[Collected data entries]
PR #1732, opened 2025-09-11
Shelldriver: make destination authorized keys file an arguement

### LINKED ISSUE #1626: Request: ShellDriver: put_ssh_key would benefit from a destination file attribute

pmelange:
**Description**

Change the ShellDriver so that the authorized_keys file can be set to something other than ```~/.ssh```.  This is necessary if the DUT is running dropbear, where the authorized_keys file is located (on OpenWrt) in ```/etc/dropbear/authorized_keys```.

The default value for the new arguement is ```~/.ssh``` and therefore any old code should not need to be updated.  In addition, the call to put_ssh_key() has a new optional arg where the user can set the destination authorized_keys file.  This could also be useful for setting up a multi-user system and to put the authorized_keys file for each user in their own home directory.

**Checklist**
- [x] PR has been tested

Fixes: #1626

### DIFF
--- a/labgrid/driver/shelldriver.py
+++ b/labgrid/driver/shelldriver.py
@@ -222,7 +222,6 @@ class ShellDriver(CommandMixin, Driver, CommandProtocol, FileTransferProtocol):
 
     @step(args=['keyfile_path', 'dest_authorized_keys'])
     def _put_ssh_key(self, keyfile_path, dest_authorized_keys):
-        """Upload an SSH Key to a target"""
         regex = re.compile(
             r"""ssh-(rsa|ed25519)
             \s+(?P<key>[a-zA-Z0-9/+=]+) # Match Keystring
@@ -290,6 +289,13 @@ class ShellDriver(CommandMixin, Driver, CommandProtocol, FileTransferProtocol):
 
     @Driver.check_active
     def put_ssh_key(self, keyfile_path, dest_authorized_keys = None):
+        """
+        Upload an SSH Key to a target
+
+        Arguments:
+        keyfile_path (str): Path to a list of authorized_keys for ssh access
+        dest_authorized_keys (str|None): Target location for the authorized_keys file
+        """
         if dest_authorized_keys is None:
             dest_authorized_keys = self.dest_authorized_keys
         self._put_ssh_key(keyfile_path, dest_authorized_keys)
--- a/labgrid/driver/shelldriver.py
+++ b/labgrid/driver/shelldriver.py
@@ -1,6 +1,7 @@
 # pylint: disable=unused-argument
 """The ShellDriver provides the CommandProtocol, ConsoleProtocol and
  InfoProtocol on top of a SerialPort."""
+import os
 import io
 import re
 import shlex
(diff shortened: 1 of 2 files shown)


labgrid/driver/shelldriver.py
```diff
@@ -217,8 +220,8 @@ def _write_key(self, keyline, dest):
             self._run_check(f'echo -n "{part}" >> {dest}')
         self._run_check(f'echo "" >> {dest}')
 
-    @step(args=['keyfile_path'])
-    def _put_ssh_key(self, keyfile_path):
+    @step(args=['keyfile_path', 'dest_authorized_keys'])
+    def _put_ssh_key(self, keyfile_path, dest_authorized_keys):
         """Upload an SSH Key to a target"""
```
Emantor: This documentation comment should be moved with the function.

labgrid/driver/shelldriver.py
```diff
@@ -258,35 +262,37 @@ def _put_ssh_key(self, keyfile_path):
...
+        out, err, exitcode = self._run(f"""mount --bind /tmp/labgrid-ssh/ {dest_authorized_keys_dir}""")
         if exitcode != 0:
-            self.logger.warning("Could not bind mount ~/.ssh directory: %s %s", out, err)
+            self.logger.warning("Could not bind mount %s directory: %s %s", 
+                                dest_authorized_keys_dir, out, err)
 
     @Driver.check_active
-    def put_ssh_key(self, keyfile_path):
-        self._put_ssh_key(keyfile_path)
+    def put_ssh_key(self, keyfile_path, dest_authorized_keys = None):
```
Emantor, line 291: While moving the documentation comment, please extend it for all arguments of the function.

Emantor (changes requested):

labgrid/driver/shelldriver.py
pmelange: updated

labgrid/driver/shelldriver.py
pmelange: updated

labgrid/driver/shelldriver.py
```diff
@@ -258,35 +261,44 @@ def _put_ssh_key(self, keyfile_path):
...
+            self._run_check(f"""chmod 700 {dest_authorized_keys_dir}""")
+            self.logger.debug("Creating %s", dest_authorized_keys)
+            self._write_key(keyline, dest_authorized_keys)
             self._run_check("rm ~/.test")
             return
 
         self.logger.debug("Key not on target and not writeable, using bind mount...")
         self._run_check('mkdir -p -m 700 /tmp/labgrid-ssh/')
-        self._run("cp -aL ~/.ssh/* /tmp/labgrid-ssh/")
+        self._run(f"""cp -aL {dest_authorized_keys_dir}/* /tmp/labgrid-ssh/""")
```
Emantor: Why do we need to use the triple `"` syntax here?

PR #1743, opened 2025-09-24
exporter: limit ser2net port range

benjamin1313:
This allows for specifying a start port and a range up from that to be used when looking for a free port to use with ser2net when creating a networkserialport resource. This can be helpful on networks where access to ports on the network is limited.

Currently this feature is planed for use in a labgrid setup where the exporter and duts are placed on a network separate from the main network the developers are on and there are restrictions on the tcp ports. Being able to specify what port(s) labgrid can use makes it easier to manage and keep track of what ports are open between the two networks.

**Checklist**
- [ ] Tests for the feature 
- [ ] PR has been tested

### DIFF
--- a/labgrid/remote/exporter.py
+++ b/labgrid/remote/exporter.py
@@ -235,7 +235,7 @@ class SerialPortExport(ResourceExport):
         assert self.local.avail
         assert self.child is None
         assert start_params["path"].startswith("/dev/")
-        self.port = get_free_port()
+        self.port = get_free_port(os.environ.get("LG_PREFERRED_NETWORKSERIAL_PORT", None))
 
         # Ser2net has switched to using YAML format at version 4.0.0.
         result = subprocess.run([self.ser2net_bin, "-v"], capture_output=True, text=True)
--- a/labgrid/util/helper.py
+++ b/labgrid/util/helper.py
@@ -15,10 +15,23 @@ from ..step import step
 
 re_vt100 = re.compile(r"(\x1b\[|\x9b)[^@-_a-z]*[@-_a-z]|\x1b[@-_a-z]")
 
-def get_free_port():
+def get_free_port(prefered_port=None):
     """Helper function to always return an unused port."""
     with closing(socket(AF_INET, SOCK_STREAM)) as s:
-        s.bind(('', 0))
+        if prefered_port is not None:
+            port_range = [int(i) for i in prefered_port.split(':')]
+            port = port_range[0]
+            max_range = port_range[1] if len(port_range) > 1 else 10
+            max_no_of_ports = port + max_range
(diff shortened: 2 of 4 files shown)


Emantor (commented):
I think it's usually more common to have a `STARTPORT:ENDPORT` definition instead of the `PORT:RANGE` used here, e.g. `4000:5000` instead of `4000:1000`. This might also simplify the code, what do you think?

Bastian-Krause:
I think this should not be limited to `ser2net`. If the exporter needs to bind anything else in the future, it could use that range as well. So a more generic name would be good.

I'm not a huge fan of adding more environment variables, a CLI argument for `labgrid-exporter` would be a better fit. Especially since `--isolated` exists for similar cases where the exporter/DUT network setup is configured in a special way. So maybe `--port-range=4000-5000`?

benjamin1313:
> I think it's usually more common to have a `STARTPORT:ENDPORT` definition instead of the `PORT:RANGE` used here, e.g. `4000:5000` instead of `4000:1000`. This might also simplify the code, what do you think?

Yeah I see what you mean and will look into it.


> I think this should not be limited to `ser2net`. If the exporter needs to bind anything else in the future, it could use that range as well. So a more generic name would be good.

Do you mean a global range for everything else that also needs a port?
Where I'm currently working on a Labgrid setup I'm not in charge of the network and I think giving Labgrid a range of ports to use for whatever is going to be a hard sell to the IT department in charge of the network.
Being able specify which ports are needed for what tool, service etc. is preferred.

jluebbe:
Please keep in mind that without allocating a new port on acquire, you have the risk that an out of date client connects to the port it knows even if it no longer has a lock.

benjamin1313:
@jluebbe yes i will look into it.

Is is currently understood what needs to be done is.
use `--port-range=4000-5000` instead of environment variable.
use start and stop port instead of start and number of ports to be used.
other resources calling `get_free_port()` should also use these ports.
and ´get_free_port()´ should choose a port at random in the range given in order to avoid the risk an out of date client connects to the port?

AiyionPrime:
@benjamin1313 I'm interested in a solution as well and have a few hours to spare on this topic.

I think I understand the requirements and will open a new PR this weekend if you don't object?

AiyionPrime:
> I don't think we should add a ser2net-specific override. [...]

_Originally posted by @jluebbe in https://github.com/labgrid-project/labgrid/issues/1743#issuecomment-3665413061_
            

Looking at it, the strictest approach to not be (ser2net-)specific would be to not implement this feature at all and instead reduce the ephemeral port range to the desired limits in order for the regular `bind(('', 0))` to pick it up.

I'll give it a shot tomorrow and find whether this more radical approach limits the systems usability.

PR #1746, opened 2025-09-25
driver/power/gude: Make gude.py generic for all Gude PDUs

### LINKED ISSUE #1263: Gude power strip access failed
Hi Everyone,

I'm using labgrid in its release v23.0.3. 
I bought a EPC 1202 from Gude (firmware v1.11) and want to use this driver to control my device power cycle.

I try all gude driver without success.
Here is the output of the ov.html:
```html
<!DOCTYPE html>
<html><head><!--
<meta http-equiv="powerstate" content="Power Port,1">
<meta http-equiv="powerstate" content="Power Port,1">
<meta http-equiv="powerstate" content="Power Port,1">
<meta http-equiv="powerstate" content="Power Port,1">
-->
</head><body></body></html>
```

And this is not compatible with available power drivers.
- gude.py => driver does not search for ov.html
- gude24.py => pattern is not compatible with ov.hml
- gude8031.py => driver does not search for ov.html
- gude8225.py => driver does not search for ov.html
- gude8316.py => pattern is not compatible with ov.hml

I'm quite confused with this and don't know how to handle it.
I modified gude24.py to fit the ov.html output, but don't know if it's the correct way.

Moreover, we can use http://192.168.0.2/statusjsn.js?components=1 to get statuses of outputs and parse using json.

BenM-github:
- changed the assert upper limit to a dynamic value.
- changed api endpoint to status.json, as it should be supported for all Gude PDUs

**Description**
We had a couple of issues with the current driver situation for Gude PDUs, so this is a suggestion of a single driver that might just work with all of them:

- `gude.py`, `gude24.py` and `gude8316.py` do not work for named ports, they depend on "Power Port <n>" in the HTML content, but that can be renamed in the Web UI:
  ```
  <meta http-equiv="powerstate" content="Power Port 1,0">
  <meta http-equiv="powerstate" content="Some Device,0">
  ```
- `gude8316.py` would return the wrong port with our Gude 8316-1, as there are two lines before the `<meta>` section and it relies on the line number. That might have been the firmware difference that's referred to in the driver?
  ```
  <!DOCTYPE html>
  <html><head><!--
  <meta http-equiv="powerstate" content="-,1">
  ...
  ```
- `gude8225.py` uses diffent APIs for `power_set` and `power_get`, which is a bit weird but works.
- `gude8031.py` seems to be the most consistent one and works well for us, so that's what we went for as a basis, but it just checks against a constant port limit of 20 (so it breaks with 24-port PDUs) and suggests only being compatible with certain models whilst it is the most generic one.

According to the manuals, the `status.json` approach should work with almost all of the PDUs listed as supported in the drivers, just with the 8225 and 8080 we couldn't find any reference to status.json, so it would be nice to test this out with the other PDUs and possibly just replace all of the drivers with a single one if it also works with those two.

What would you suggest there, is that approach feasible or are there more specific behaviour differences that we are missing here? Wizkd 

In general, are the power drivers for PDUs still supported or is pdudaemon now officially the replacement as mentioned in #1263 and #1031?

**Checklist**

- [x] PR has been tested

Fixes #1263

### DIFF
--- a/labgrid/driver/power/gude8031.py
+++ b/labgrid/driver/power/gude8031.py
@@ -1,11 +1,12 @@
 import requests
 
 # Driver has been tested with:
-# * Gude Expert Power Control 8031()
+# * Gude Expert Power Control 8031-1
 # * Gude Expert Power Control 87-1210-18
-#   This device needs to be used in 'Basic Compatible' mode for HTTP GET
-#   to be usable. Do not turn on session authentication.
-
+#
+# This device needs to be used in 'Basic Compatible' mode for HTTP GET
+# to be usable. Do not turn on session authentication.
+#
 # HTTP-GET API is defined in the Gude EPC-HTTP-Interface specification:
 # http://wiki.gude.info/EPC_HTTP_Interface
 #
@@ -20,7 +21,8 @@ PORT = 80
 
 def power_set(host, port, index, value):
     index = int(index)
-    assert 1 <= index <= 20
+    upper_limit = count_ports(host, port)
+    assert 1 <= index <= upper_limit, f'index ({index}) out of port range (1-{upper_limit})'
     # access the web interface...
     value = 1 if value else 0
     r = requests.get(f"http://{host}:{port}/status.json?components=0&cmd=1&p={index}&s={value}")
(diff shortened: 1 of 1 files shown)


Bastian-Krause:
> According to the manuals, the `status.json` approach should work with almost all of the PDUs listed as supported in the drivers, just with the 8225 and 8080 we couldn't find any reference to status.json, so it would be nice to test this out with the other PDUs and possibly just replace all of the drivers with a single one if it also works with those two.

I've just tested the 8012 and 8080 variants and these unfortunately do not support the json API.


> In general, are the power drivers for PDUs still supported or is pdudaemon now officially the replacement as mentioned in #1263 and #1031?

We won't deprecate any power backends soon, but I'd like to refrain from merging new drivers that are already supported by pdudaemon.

--

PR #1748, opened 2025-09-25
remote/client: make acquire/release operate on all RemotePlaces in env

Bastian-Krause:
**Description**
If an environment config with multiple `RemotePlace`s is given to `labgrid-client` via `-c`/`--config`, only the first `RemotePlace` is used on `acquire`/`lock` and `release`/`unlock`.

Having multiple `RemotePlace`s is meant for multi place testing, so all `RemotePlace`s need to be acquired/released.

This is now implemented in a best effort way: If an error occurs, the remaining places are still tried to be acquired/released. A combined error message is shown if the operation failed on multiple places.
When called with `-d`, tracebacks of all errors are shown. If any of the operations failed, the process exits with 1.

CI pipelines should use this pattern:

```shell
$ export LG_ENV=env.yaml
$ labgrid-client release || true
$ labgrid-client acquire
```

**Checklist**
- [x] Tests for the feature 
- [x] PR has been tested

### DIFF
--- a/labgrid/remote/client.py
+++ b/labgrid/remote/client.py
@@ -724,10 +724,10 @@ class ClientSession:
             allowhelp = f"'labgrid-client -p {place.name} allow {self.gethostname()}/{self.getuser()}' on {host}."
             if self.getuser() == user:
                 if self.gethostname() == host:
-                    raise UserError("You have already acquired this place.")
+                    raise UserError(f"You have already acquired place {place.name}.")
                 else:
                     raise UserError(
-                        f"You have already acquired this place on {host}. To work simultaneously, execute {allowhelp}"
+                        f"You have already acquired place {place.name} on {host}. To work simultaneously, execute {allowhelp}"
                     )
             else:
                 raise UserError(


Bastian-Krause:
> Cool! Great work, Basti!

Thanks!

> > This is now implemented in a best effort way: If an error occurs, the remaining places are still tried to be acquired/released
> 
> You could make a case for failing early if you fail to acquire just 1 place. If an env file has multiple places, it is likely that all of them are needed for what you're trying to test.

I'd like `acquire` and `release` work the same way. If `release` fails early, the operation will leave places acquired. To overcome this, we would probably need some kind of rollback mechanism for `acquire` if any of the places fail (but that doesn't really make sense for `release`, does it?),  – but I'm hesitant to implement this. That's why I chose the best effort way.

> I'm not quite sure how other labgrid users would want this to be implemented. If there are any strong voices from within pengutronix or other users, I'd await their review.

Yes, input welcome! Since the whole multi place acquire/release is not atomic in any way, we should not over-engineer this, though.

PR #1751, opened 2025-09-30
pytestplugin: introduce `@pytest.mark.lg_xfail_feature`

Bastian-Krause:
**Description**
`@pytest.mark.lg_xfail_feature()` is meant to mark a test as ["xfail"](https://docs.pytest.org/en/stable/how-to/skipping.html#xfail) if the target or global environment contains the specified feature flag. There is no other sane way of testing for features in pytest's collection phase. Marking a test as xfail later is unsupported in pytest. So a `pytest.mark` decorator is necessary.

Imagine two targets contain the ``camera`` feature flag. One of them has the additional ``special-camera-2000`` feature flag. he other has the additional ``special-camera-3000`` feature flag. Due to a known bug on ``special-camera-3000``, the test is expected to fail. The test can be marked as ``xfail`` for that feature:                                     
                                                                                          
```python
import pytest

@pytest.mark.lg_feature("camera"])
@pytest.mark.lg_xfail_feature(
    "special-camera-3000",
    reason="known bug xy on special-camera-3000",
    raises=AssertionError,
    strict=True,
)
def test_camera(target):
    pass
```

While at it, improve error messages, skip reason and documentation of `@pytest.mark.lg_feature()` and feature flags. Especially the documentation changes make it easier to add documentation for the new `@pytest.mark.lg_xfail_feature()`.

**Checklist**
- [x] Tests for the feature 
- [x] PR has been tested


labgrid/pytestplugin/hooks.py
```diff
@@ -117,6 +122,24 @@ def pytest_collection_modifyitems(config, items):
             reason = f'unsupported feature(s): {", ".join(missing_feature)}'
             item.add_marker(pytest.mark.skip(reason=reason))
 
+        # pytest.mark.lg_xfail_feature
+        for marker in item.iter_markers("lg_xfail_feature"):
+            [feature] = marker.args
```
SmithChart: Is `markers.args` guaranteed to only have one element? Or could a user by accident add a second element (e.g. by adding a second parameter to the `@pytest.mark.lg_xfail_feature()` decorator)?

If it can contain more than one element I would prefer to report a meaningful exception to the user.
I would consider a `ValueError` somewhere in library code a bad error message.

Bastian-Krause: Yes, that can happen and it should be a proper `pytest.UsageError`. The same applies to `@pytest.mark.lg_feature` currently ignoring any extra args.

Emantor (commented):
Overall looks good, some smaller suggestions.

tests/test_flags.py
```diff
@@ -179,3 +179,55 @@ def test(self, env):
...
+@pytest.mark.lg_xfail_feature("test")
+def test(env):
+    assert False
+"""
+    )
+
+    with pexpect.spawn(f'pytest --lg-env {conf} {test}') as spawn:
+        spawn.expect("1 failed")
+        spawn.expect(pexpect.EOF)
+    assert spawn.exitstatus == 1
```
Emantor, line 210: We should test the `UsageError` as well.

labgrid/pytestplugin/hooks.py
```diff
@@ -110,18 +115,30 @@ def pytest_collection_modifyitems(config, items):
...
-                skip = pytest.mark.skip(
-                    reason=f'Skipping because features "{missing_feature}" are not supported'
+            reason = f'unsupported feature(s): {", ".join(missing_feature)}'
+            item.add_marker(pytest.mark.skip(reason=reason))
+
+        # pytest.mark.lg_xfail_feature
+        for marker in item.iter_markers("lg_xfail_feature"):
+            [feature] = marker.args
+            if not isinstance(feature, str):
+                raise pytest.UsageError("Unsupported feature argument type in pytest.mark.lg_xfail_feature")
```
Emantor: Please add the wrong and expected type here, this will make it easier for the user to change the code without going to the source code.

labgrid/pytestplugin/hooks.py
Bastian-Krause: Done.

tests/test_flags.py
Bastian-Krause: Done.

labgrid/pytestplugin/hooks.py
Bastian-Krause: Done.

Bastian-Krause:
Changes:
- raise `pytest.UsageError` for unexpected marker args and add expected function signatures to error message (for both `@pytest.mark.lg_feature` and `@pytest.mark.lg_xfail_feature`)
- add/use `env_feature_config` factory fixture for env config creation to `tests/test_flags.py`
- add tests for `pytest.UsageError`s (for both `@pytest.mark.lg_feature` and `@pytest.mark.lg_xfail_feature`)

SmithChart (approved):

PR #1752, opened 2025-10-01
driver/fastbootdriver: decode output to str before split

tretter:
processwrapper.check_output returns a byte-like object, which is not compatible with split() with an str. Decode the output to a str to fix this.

---

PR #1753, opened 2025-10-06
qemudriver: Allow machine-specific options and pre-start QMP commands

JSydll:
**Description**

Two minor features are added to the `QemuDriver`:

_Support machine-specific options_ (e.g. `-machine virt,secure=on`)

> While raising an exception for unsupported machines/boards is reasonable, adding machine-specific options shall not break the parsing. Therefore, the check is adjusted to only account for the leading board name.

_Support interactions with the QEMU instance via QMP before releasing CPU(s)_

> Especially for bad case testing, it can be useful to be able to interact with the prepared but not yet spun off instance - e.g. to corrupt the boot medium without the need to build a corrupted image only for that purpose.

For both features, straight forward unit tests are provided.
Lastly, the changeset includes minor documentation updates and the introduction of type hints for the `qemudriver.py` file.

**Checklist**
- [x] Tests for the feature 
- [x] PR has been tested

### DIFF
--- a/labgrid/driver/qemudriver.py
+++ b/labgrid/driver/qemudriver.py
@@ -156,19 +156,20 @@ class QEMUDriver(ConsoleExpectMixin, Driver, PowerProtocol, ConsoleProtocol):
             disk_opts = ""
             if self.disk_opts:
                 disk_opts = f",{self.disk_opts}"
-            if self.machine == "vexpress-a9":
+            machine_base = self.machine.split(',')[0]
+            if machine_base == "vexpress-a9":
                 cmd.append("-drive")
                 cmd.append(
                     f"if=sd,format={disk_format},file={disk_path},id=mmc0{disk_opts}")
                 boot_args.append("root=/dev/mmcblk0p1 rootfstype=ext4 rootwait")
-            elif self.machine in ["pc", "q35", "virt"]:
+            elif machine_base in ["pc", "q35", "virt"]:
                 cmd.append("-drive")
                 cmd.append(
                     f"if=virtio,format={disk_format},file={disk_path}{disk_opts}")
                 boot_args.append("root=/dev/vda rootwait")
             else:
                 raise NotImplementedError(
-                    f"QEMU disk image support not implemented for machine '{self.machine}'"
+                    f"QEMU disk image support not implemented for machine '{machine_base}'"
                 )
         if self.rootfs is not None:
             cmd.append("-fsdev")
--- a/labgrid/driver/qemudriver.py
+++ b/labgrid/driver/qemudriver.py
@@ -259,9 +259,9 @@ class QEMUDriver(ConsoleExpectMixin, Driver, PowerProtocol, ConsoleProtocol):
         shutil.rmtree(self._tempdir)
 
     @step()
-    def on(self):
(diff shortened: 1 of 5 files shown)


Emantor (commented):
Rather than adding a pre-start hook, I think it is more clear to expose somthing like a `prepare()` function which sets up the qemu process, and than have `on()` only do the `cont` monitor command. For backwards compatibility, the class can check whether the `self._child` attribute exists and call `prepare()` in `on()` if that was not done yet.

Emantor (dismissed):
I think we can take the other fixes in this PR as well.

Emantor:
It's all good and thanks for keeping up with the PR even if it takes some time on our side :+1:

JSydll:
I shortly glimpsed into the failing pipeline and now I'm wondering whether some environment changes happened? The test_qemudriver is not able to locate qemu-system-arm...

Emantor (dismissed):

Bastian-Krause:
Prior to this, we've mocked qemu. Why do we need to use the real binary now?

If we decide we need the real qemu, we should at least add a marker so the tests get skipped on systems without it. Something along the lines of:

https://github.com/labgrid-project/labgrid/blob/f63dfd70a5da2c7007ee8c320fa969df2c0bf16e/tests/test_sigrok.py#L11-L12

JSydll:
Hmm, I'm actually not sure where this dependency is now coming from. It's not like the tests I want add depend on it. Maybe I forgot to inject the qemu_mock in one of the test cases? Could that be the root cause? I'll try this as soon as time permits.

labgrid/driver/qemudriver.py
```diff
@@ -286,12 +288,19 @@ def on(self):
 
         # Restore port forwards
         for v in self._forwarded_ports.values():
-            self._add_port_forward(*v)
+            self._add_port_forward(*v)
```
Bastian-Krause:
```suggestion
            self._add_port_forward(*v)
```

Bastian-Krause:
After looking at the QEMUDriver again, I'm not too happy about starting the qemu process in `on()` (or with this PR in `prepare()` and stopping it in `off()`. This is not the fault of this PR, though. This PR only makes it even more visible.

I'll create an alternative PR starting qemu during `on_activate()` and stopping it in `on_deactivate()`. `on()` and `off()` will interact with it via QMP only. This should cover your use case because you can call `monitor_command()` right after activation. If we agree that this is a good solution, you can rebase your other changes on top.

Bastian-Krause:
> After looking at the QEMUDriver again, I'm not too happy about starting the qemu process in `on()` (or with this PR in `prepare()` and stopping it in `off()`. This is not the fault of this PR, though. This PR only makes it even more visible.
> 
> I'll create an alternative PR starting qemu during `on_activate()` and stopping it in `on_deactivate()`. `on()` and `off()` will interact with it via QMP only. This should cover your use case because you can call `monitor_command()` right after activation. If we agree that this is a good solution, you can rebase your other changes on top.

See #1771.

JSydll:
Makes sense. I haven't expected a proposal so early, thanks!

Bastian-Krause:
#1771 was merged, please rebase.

◆ **DIRECTIONS FOR THIS TASK**
Determine the number of lines in the data that include the string "logger". Only that number belongs in the answer.

◆ **RESPONSE TO THE TASK**
4